1. Runde: Schweiz (St. Galler Bär/Marco Battilana, Pascal Sieber, Claudio Pescia, Skip Ralph Stöckli) - Norwegen (Bent Ramsfjell, Flemming Davanger, Lars Vagberg, Skip Pal Trulsen) 8:3. Irland (Douglas Dryburgh) - Finnland (Markku Uusipaavalniemi) 3:2. Italien (Joël Retornaz) - Russland (Alexander Kirikow) 8:3. Deutschland (Andy Kapp) - Dänemark (Ulrik Schmidt) 11:3. Schottland (David Murdoch) - Schweden (Peter Lindholm) 5:4. -- 2. Runde: Schweiz (Simon Strübin als Nummer 1) - Deutschland (Holger Höhne, Oliver Axnick, Uli Kapp, Skip Andy Kapp) 6:5. Dänemark - Irland 8:6. Schweden - Finnland 8:6. Norwegen - Russland 6:5. Schottland - Italien 7:4.

Rangliste (je 2 Spiele):

1. Schweiz und Schottland je 4. 3. Dänemark, Deutschland, Irland, Italien, Norwegen und Schweden je 2. 9. Finnland und Russland je 0.

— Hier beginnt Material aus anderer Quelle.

PR #1440, opened 2020-10-16
Add Codecov test coverage

ehmicky:
This adds Codecov for test coverage.

It's quite useful to see the test coverage of a PR by looking at the PR status.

Frauen A. 1. Runde: Schweiz (Flims/Michèle Moser, Valeria Spälty, Binia Beeli, Skip Mirjam Ott) - Holland (Erika Doornbos, Margrietha Voskuilen, Ellen van der Cammen, Skip Shari Leibrandt) 7:5. Schweden (Anette Norberg) - Norwegen (Dordi Nordby) 5:3. Schottland (Rhona Martin) - Italien (Diana Gaspari) 8:7 nach Zusatzend. Dänemark (Dorthe Holm) - Finnland (Katja Kiiskinen) 9:4 Russland (Ludmilla Priwiwkowa) - Österreich (Claudia Toth) 8:3. -- 2. Runde: Schweiz - Finnland (Sanna Puustinen, Heidi Hossi, Tiina Kölhi, Skip Katja Kiiskinen) 10:6. Norwegen - Dänemark 6:5. Schweden - Schottland 10:1. Holland - Österreich 11:6. Italien - Russland 10:5.

Rangliste (je 2 Spiele):

1. Schweiz und Schweden je 4. 3. Dänemark, Holland, Italien, Norwegen, Russland und Schottland je 2. 9. Finnland und Österreich je 0.